## WHAT THIS TASK INVOLVES
For the entries below, the expected answer is the line with "https://pkg.go.dev/net/http#RoundTripper", the line with "authentication or tracing.", and every line between them, exactly as written, and nothing more.

##### MATERIAL FOR THIS EXERCISE #####

PR #449, opened 2023-07-19
feat: make finish reason nullable in json marshal

yuikns:
**Describe the change**

this PR added a `MarshalJSON` to `FinishReason`. 

**Describe your solution**

`MarshalJSON` implemented `Marshaler` interface in package `encoding/json` 

If `FinishReason` is `FinishReasonNull` or empty string, we can render it as `null` instead of `"null"`.

**Tests**

```
c := &ChatCompletionChoice{
	FinishReason: FinishReasonNull,
}
jsonBytes, _ := json.Marshal(c)
fmt.Println(string(jsonBytes)) // it will print { .... "finish_reason": null }
```

Since i am not sure is this PR expected, i didn't add a lot of test cases in *_test.go file in the PR. but it was test locally.

### DIFF
--- a/chat.go
+++ b/chat.go
@@ -85,6 +85,13 @@ const (
 	FinishReasonNull          FinishReason = "null"
 )
 
+func (r FinishReason) MarshalJSON() ([]byte, error) {
+	if r == FinishReasonNull || r == "" {
+		return []byte("null"), nil
+	}
+	return []byte(`"` + string(r) + `"`), nil // best effort to not break future API changes
+}
+
 type ChatCompletionChoice struct {
 	Index   int                   `json:"index"`
 	Message ChatCompletionMessage `json:"message"`
--- a/chat_test.go
+++ b/chat_test.go
@@ -298,3 +298,34 @@ func getChatCompletionBody(r *http.Request) (ChatCompletionRequest, error) {
 	}
 	return completion, nil
 }
+
+func TestFinishReason(t *testing.T) {
+	c := &ChatCompletionChoice{
+		FinishReason: FinishReasonNull,
+	}
+	resBytes, _ := json.Marshal(c)
+	if !strings.Contains(string(resBytes), `"finish_reason":null`) {
+		t.Error("null should not be quoted")
+	}
+
+	c.FinishReason = ""
+
+	resBytes, _ = json.Marshal(c)
+	if !strings.Contains(string(resBytes), `"finish_reason":null`) {
+		t.Error("null should not be quoted")
+	}
+
+	otherReasons := []FinishReason{
+		FinishReasonStop,
+		FinishReasonLength,
+		FinishReasonFunctionCall,
+		FinishReasonContentFilter,
+	}
+	for _, r := range otherReasons {
+		c.FinishReason = r
+		resBytes, _ = json.Marshal(c)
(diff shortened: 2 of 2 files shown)


chat.go
```diff
@@ -85,6 +85,17 @@ const (
 	FinishReasonNull          FinishReason = "null"
 )
 
+func (r FinishReason) MarshalJSON() ([]byte, error) {
```
vvatanabe, line 88: @yuikns Thanks for the suggestion. Sorry for the late reply.
The premise is that `FinishReason` is used only in responses. Therefore, there is usually no need to marshal it. Could you tell us in what situations you would like to marshal the response?

yuikns: @vvatanabe 
thank you for your attention.
in some of our projects, it is playing the role of gateway. we need to make sure it will correctly forward the message in the same way.
this string FinishReason broken the assumption.

vvatanabe: @yuikns I see. Understood. Thank you.
The cause of this issue is that the nullable value finish_reason doesn't allow null. Changing the field that uses FinishReason to a pointer might resolve this.

However, turning a primitive string value into a pointer might degrade the developer experience.

Your approach might be a good compromise.

On a different note, currently when finish_reason is null, it gets unmarshalled to an empty string. So, there's no chance that the "null" string indicated by FinishReasonNull is assigned to the FinishReason field, right?

yuikns: @vvatanabe 
exactly, I do not want to alter the API, particularly as changing a value type may cause some breaking change, which is hurting. This implementation could meets my requirements, allowing me to avoid any ugly workarounds.

Thank you for your understanding.

chat.go
```diff
@@ -85,6 +85,17 @@ const (
...
+	switch r {
+	case FinishReasonNull, "":
+		return []byte("null"), nil
+	case FinishReasonStop, FinishReasonLength, FinishReasonFunctionCall, FinishReasonContentFilter:
```
vvatanabe, line 92: @yuikns Is this conditional branching necessary? It seems to do the same thing as the default. How about just having the default? It looks like we might forget to add to this statement if a new FinishReason is added in the future.

yuikns: @vvatanabe it is not necessary.
I was supposed to do some validation here, but i think it is not a good idea.

yuikns: @vvatanabe unfortunately if I just having the default will failed in CI checking. 

ref https://github.com/sashabaranov/go-openai/actions/runs/5684433643/job/15407141816?pr=449

```
  Error: missing cases in switch of type openai.FinishReason: openai.FinishReasonStop, openai.FinishReasonLength, openai.FinishReasonFunctionCall, openai.FinishReasonContentFilter (exhaustive)
  
  Error: issues found
  Ran golangci-lint in 9366ms
```

vvatanabe: @yuikns You can fix like this.

```go
func (r FinishReason) MarshalJSON() ([]byte, error) {
	if r == FinishReasonNull || r == "" {
		return []byte("null"), nil
	}
	return []byte(`"` + string(r) + `"`), nil // best effort to not break future API changes
}
```

yuikns: @vvatanabe I got caught in path dependency before. thank you, fixed

vvatanabe: LGTM

vvatanabe (approved):

vvatanabe:
@yuikns Thank you for patiently discussing! I merged!

PR #454, opened 2023-07-22
Allow modifying requests to satisfy custom needs

arrix:
Some company / organization service gateways may look for additional http headers for authentication or  tracing purpose. Having a request modifier hook in config allows such customization to be implemented without having to fork and patch the sdk.

Use ClientConfig.CustomRequestModifier to make any changes required to the request.

`TestChatCustomRequest` demonstrate a use case where a tracing header is added to the request.

Please let me know if any further changes are needed for this PR.

### DIFF
--- a/config.go
+++ b/config.go
@@ -1,6 +1,7 @@
 package openai
 
 import (
+	"context"
 	"net/http"
 	"regexp"
 )
@@ -33,6 +34,9 @@ type ClientConfig struct {
 	APIVersion           string                    // required when APIType is APITypeAzure or APITypeAzureAD
 	AzureModelMapperFunc func(model string) string // replace model to azure deployment name func
 	HTTPClient           *http.Client
+
+	// allows additional modification of request before sending
+	CustomRequestModifier func(ctx context.Context, req *http.Request) error
 
 	EmptyMessagesLimit uint
 }
--- a/chat_test.go
+++ b/chat_test.go
@@ -12,6 +12,7 @@ import (
 	"time"
 
 	. "github.com/sashabaranov/go-openai"
+	"github.com/sashabaranov/go-openai/internal/test"
 	"github.com/sashabaranov/go-openai/internal/test/checks"
 	"github.com/sashabaranov/go-openai/jsonschema"
 )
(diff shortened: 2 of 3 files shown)


config.go
```diff
@@ -34,6 +35,9 @@ type ClientConfig struct {
 	AzureModelMapperFunc func(model string) string // replace model to azure deployment name func
 	HTTPClient           *http.Client
 
+	// allows additional modification of request before sending
+	CustomRequestModifier func(ctx context.Context, req *http.Request) error
```
vvatanabe, line 39: @arrix  Thank you for the suggestion. However, this can already be achieved with the existing mechanisms. You can modify request by customizing http.Client as follows.

```go
package main

import (
	"net/http"

	"github.com/sashabaranov/go-openai"
)

type CustomRequestTransport struct {
	Origin http.RoundTripper
}

func (t *CustomRequestTransport) RoundTrip(req *http.Request) (*http.Response, error) {
	// Modify request here
	return t.Origin.RoundTrip(req)
}

func main() {
	cfg.HTTPClient = &http.Client{
		Transport: &CustomRequestTransport{
			Origin: http.DefaultTransport,
		},
	}

	client := openai.NewClientWithConfig(cfg)
}

```

arrix: @vvatanabe Thank you for the code snippet. Custom RoundTripper can do the job.
I'm working on some integration SDK for an API gateway and many of my clients already use their own HTTPClient. It's more cumbersome for them to inject request modification code into `RoundTrip` compared to a dedicate config hook. And the go documentation for RoundTrip recommends against modifying the request.

https://pkg.go.dev/net/http#RoundTripper

> RoundTrip should not modify the request, except for
> consuming and closing the Request's Body.

I see both way can do the job. Would a config hook be more explicit and easier to use?

vvatanabe: > RoundTrip should not modify the request, except for consuming and closing the Request's Body.

@arrix When interpreting the description of RoundTripper strictly, it can be said that modifying any part of the request, including the headers, is discouraged. However, in practical operations, it's quite common to add or modify headers for specific purposes, such as authentication or tracing.

Generally, when implementing a custom RoundTripper and there's a need to alter headers, it's recommended to clone the original request before making the modifications. This approach prevents changes to the original request object and ensures operations are carried out without impacting other middleware or code.

In summary, while it's fundamentally discouraged to directly modify headers using RoundTripper, this constraint can be bypassed by cloning the request and then making the necessary changes.

Issue #344, opened 2023-06-06
Can CreateEmbeddings support custom models?


lizc2003:
Integrate with the third-party large models, their API is compatible with openai, but need to specify their model, so I hope to support custom model.

jaffee:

#####

## FINAL ANSWER
https://pkg.go.dev/net/http#RoundTripper

> RoundTrip should not modify the request, except for
> consuming and closing the Request's Body.

I see both way can do the job. Would a config hook be more explicit and easier to use?

vvatanabe: > RoundTrip should not modify the request, except for consuming and closing the Request's Body.

@arrix When interpreting the description of RoundTripper strictly, it can be said that modifying any part of the request, including the headers, is discouraged. However, in practical operations, it's quite common to add or modify headers for specific purposes, such as authentication or tracing.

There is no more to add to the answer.